API.AI struggled in this more difficult task, while LUIS and Lex provided acceptable results. A test sentence that should be highlighted is “I want to order a pizza boscaiola” that looks a lot like the training sentence “I want to order a pizza margherita” except for the pizza type. It should be noted that the pizza type “boscaiola” wasn’t in the dataset, so its recognition poses a big challenge. API.AI recognizes the intent of this phrase but fails in recognizing the pizza type. This hint shows us that API.AI is only recognizing words in the training dataset as slots with no generalization. Lex fails completely on this sentence.
Instead, LUIS recognizes both the intent and the pizza type, which in my opinion, is an incredible result.
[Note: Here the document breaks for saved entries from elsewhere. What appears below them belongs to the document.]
PR #2549, opened 2026-06-29
wasmparser: Add Error::missing_wasm_feature

lann:
Add generated require_feature::* methods that return Errors with a new ErrorKind::WasmFeature if the named feature is disabled. Replace most feature checks with calls to these methods.
    
Checks in BinaryReader (and ancillary code) are gated on the 'features' feature to preserve existing behavior.

Additional internal changes:

- Made Error fields private by adding a couple of methods
- Renamed ErrorKind variants for clarity

### DIFF
--- a/crates/wasmparser/src/error.rs
+++ b/crates/wasmparser/src/error.rs
@@ -13,10 +13,10 @@ pub struct Error {
 
 #[derive(Debug, Clone)]
 pub(crate) struct ErrorInner {
-    pub(crate) message: String,
-    pub(crate) kind: ErrorKind,
-    pub(crate) offset: usize,
-    pub(crate) needed_hint: Option<usize>,
+    message: String,
+    kind: ErrorKind,
+    offset: usize,
+    needed_hint: Option<usize>,
 }
 
 #[derive(Debug, Clone, Copy)]
@@ -96,5 +96,14 @@ impl Error {
 
     pub(crate) fn set_message(&mut self, message: &str) {
         self.inner.message = message.to_string();
+    }
+
+    pub(crate) fn needed_hint(&self) -> Option<usize> {
+        self.inner.needed_hint
+    }
+
+    pub(crate) fn without_needed_hint(mut self) -> Self {
+        self.inner.needed_hint = None;
+        self
     }
 }
--- a/crates/wasmparser/src/error.rs
+++ b/crates/wasmparser/src/error.rs
@@ -1,5 +1,6 @@
 use core::fmt;
 
+use crate::WasmFeatures;
 use crate::prelude::*;
 
 /// A binary reader for WebAssembly modules.
@@ -23,6 +24,7 @@ pub(crate) struct ErrorInner {
 pub(crate) enum ErrorKind {
     Uncategorized,
     InvalidHeapType,
+    WasmFeature(WasmFeatures),
 }
 
 /// The result for `BinaryReader` operations.
@@ -64,6 +66,15 @@ impl Error {
     }
 
     #[cold]
+    pub(crate) fn wasm_feature(
+        feature: crate::WasmFeatures,
+        msg: impl fmt::Display,
+        offset: usize,
+    ) -> Self {
+        Self::_new(ErrorKind::WasmFeature(feature), msg.to_string(), offset)
+    }
+
+    #[cold]
     pub(crate) fn fmt(args: fmt::Arguments<'_>, offset: usize) -> Self {
         Error::new(args.to_string(), offset)
     }
@@ -75,7 +86,7 @@ impl Error {
         err
     }
 
-    pub(crate) fn kind(&mut self) -> ErrorKind {
+    pub(crate) fn kind(&self) -> ErrorKind {
         self.inner.kind
     }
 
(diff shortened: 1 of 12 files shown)


crates/wasmparser/src/readers/core/imports.rs
```diff
@@ -95,13 +95,13 @@ impl<'a> FromReader<'a> for Imports<'a> {
...
             ("", 0x7F) => {
-                if !reader.compact_imports() {
-                    bail!(
-                        reader.original_position(),
-                        "invalid leading byte 0x7F with compact imports \
-                         proposal disabled"
-                    );
-                }
+                #[cfg(feature = "features")]
+                crate::require_feature::compact_imports(
```
lann, line 99: The existing generated `BinaryReader::<feature>()` methods always return `true` (not `$default`) when `features` is disabled which was already effectively disabling these checks.

crates/wasmparser/src/validator/core/canonical.rs
```diff
@@ -93,11 +93,12 @@ pub(crate) trait InternRecGroup {
...
-        if rec_group.is_explicit_rec_group() && !self.features().gc() {
-            bail!(
+        if rec_group.is_explicit_rec_group() {
+            require_feature::gc(
+                *self.features(),
+                "rec group usage requires `gc` proposal to be enabled",
                 offset,
-                "rec group usage requires `gc` proposal to be enabled"
-            );
+            )?;
```
lann, line 101: This vast majority of the changes in this PR look basically like this. I'll try to annotate the "weirdest" other ones.

crates/wasmparser/src/validator/component.rs
```diff
@@ -1545,13 +1541,18 @@ impl ComponentState {
...
-                "`{operation}` immediate must be zero or one: {immediate}"
-            )
+            )?;
+            if immediate > 1 {
+                bail!(
+                    offset,
+                    "`{operation}` immediate must be zero or one: {immediate}"
+                )
+            }
         }
```
lann, line 1556: It took a distressingly long time to convince myself this was equivalent. 😅

crates/wasmparser/src/error.rs
```diff
@@ -89,12 +91,35 @@ impl Error {
...
+    /// will contain a feature that could be enabled to prevent this error.
+    ///
+    /// **Note:** This is not comprehensive; `None` may be returned in some
+    /// cases where enabling a feature could avoid the error.
+    pub fn missing_wasm_feature(&self) -> Option<WasmFeatures> {
+        match self.inner.kind {
+            ErrorKind::WasmFeature(features) => Some(features),
+            _ => None,
+        }
+    }
```
lann, line 115: It isn't clear to me what this should do when `features` is disabled. Currently it just returns the useless `Some(WasmFeatures{ _priv: () })` which at least signals that _some_ feature is missing. Alternatively it could unconditionally return `None` or the entire method could be gated. 🤷

crates/wasmparser/src/error.rs
```diff
@@ -89,12 +91,35 @@ impl Error {
...
+        self.inner.message = message.into();
+    }
+
+    pub(crate) fn needed_hint(&self) -> Option<usize> {
+        self.inner.needed_hint
+    }
+
+    pub(crate) fn without_needed_hint(mut self) -> Self {
+        self.inner.needed_hint = None;
+        self
```
lann, line 132: This was a tangent that allows the `Error` fields to become private.

crates/wasmparser/src/features.rs
```diff
@@ -105,6 +105,33 @@ macro_rules! define_wasm_features {
             }
         }
         pub(crate) use foreach_wasm_feature;
+
+        #[allow(dead_code)]
```
lann, line 109: The three unused methods are `multi_memory`, `cm_nested_names`, and `call_indirect_overlong`. This does mean that those features are never reflected in `missing_wasm_feature` as noted in its doc comment. That could be fixed but they're all non-trivial (at least to me).

crates/wasmparser/src/error.rs
alexcrichton: Personally I prefer to avoid `#[cfg]` where possible so I think this is fine. There's nothing that can be done with the return value if this is returned in a feature-less build and that'd basically just mean "some off-by-default thing was used".

crates/wasmparser/src/features.rs
```diff
@@ -105,6 +105,33 @@ macro_rules! define_wasm_features {
...
+        pub(crate) mod require_feature {
+            use crate::Error;
+            use super::WasmFeatures;
+
+            $(
+                #[doc = "Returns an error if [`WasmFeatures::"]
+                #[doc = stringify!($const)]
+                #[doc = "`] is not enabled in `features`."]
+                pub fn $field(
```
alexcrichton, line 119: Some mild bikeshedding on this:

* This'll want to use `#[inline]` as otherwise it's not a candidate for inlining.
* The `msg` argument is one where the ideal here is that it's very low-overhead when not used and the processing on the error path ideally happens in a "cold" function somewhere else to avoid cluttering up hot functions. For example `Error::fmt` is itself `#[cold]` so the `to_string` happens out-of-the-hot-function which can help reduce function sizes.

Could there be a new `Error::new_display` function (probably crate-local to start) which is `#[cold]` to avoid the `format!` here? Or perhaps `Error::wasm_feature` which takes `impl Display` and is `#[cold]`?

crates/wasmparser/src/validator/operators.rs
```diff
@@ -2013,7 +2008,11 @@ macro_rules! validate_proposal {
     (validate self $proposal:ident / MemoryCopy) => {};
 
     (validate $self:ident $proposal:ident / $op:ident) => {
-        $self.0.check_enabled($self.0.features.$proposal(), validate_proposal!(desc $proposal))?
+        require_feature::$proposal(
+            $self.0.features,
+            validate_proposal!(desc $proposal),
```
alexcrichton: For the test failures I think this'll want to be `format_args!("{} is not enabled", validate_proposal!(desc $proposal)))`. Or if you want to get fancy I think `concat!` might work here too

alexcrichton (approved):
Thanks for this!

crates/wasmparser/src/features.rs
lann: I had `Error::wasm_feature` and mindlessly inlined it. 😅

Brought that back, added `#[inline]` here.

crates/wasmparser/src/validator/operators.rs
lann: Done.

|Pricing||API.AI + Google Cloud Speech||LUIS + Bing Speech-to-Text API||Lex|
|Free text requests per month||∞||10,000||10,000|
|Price for 1,000 text requests||$0||$0.75||$0.75|
|Free voice requests per month||60 minutes||5,000||5,000|
|Price for voice requests||$0.006/15s||$0.004 per request (max 15s)||$0.004 per request|
Let’s try to make these numbers more concrete by plugging them into a plausible use case. Suppose we get 100,000 text requests and 30,000 speech requests each month, with an average length of 10 seconds. So, we receive 5,000 minutes of speech per month.
|Cost scenario||API.AI + Google Cloud Speech||LUIS + Bing Speech-to-Text API||Lex|
|Total cost of text requests||$0||(100,000 – 10,000)*$0.00075 = $67.5||(100,000 – 10,000)*$0.00075 = $67.5|
|Total cost of voice requests||(5000-60)*$0.024 = $118.56||(30000 – 5000)*$0.004 = $100||(30000 – 5000)*$0.004 = $100|
Of course, one can decide to use API.AI with Bing Speech-to-Text API, further lowering costs.
In my opinion, API.AI is the best service if you want to start quickly (it offers a lot of built-in functionalities) or if your chatbot doesn’t require a powerful slot matching algorithm.
LUIS has the most powerful NLP engine but requires more effort to build a fully functioning chatbot app. With LUIS, you will have to host the bot logic yourself and use different products to communicate with messaging platforms and to enable speech recognition.
Amazon Lex lies somewhere in the middle. With Lex, it is easy to get started and it offers support for the major messaging platforms and speech recognition out of the box. If you are already an AWS user and if you are used to AWS Lambda, Lex is probably the best choice for you.